WHAT TO WORK ON: Of the entries below, return exactly those lines that fall between the one containing "Reply to request from #2502" and the one containing "- the link below", the two end lines included.

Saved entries

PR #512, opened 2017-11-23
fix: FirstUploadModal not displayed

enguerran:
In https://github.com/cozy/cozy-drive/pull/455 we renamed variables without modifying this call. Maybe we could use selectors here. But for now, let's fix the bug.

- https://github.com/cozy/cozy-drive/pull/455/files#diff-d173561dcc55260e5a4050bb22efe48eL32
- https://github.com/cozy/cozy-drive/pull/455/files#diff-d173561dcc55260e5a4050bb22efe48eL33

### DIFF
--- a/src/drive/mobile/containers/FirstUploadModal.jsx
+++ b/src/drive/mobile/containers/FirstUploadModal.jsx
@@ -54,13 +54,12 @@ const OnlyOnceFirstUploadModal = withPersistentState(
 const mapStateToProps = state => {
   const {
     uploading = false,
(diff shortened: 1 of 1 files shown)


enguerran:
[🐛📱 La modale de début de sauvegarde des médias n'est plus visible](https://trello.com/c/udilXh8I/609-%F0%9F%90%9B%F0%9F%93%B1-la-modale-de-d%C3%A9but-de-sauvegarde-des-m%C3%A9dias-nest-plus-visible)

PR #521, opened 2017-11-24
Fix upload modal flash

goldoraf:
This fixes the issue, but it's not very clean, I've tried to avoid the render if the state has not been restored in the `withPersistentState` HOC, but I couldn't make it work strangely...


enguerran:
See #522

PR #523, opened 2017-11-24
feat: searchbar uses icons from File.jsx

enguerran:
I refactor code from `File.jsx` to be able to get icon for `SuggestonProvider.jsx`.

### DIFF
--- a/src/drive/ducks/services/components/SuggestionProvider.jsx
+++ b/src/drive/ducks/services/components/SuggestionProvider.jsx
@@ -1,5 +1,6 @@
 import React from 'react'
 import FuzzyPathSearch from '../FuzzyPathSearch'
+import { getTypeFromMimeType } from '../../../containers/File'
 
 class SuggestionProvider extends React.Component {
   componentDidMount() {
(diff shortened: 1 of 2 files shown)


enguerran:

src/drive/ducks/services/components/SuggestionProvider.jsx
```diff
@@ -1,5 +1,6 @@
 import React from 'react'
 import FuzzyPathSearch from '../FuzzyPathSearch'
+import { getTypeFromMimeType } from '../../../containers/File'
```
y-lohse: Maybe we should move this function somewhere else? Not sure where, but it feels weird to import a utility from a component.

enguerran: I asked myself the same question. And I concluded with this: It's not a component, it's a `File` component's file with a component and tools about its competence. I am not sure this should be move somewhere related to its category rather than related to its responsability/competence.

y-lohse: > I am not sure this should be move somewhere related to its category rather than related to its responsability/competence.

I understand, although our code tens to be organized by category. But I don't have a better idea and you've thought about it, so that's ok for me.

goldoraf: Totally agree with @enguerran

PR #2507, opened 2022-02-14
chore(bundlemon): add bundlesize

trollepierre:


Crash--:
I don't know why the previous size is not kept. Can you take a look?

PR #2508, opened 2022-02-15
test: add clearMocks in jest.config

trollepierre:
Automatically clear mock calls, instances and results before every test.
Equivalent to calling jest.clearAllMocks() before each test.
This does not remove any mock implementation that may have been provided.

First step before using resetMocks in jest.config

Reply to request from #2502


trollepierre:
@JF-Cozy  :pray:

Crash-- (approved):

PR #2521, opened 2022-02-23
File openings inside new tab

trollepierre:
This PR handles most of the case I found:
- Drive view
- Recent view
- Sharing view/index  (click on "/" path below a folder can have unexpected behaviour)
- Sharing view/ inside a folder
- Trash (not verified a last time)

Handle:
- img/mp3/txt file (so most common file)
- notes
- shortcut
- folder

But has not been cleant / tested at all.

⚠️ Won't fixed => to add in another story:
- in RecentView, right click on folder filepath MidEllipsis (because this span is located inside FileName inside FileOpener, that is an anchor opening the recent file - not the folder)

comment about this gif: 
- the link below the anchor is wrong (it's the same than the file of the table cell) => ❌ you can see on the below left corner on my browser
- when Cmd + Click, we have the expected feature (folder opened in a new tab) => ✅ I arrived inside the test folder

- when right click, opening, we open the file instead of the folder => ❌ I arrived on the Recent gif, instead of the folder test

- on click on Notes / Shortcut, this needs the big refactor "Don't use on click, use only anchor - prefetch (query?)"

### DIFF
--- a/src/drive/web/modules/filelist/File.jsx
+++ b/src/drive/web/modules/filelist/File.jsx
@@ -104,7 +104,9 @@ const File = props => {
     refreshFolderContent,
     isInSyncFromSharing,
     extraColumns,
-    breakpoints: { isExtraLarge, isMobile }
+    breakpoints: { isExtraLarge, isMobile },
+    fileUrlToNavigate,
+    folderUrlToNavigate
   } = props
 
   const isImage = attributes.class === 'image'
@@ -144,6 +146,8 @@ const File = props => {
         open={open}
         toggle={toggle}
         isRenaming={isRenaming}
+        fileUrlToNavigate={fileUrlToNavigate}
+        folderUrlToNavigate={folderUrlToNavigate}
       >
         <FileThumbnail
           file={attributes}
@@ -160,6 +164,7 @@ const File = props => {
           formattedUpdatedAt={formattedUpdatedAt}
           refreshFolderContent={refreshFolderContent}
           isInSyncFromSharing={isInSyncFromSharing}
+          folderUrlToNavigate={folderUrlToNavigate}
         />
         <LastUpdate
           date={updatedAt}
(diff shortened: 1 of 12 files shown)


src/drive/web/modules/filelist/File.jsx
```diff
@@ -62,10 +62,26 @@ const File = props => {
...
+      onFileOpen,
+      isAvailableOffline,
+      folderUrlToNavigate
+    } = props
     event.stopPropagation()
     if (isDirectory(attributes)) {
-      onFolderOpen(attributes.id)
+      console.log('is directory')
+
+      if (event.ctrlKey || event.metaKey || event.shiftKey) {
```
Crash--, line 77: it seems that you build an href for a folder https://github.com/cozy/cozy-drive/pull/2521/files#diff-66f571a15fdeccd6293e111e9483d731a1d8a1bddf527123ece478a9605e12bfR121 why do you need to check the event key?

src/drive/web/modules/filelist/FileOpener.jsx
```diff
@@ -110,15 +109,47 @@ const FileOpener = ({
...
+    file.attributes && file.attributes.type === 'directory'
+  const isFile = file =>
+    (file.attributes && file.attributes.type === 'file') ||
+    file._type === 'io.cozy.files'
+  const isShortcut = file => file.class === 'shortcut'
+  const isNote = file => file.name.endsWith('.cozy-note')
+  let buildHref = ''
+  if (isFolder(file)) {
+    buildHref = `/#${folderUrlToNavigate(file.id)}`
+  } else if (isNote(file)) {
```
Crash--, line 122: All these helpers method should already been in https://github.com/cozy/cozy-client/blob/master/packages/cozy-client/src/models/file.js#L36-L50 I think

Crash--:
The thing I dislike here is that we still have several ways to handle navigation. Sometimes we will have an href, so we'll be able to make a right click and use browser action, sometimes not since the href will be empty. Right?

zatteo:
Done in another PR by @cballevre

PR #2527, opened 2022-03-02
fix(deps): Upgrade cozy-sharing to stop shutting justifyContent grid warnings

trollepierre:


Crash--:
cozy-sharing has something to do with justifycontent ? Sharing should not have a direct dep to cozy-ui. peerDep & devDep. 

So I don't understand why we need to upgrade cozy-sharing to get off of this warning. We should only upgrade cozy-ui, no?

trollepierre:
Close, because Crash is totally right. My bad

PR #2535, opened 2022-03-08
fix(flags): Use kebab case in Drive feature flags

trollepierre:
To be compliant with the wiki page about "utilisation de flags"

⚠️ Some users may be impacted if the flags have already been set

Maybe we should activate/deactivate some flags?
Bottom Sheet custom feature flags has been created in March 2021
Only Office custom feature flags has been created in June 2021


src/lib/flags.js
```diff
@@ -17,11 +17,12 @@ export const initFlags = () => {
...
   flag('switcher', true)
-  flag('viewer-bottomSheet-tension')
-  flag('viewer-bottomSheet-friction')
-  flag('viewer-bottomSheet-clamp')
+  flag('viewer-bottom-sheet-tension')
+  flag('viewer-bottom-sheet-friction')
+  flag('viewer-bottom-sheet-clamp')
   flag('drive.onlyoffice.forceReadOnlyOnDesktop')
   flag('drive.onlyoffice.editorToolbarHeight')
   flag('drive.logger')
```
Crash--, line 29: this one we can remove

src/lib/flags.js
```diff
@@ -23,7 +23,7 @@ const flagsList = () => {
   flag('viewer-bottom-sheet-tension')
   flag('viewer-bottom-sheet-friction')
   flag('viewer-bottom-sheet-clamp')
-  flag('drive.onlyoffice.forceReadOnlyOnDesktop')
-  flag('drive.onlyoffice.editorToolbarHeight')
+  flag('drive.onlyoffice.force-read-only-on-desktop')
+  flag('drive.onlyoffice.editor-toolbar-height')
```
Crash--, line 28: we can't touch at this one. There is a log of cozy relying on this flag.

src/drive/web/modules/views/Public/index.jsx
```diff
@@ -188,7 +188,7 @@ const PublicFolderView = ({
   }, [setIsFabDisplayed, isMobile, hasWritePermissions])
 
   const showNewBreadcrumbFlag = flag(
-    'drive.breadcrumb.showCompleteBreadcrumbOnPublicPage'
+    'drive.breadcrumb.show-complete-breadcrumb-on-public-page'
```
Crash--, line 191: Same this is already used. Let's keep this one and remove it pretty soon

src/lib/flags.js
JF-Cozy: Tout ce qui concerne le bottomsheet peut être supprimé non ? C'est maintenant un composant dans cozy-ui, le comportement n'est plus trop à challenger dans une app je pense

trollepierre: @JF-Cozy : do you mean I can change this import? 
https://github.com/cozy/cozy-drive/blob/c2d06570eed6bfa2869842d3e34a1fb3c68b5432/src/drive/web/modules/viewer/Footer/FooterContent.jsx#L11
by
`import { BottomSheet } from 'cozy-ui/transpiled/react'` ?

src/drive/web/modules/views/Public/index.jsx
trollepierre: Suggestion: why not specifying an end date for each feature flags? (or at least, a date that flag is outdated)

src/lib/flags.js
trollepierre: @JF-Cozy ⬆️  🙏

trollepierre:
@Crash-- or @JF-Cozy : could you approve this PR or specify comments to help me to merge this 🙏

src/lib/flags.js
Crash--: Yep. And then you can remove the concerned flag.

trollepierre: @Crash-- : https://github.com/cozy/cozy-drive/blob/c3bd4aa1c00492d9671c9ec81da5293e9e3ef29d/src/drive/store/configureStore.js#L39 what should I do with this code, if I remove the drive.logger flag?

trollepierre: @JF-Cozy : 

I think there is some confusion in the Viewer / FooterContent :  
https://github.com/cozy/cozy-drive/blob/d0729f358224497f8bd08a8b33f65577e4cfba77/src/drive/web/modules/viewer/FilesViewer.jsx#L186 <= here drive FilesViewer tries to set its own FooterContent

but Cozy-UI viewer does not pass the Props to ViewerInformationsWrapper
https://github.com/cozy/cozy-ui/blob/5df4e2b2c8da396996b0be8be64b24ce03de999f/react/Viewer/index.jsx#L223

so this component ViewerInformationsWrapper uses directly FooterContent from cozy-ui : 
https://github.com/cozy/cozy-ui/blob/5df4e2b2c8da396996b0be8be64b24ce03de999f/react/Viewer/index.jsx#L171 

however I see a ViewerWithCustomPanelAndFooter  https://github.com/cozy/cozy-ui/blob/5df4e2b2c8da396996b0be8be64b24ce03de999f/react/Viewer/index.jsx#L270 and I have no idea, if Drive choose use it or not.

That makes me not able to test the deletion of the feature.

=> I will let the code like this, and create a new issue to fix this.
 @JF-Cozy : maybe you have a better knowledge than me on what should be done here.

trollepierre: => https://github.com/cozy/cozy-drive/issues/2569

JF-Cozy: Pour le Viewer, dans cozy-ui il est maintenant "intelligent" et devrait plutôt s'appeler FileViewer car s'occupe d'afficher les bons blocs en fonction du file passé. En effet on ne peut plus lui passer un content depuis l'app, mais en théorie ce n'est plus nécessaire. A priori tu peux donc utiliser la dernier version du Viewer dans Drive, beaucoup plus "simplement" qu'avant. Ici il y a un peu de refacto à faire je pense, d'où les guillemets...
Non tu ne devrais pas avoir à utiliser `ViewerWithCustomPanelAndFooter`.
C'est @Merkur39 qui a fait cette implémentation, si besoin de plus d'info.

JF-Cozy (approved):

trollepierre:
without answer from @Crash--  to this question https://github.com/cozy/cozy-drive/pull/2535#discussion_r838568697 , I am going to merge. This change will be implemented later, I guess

WRITTEN RESPONSE:
Reply to request from #2502


trollepierre:
@JF-Cozy  :pray:

Crash-- (approved):

PR #2521, opened 2022-02-23
File openings inside new tab

trollepierre:
This PR handles most of the case I found:
- Drive view
- Recent view
- Sharing view/index  (click on "/" path below a folder can have unexpected behaviour)
- Sharing view/ inside a folder
- Trash (not verified a last time)

Handle:
- img/mp3/txt file (so most common file)
- notes
- shortcut
- folder

But has not been cleant / tested at all.

⚠️ Won't fixed => to add in another story:
- in RecentView, right click on folder filepath MidEllipsis (because this span is located inside FileName inside FileOpener, that is an anchor opening the recent file - not the folder)

comment about this gif: 
- the link below the anchor is wrong (it's the same than the file of the table cell) => ❌ you can see on the below left corner on my browser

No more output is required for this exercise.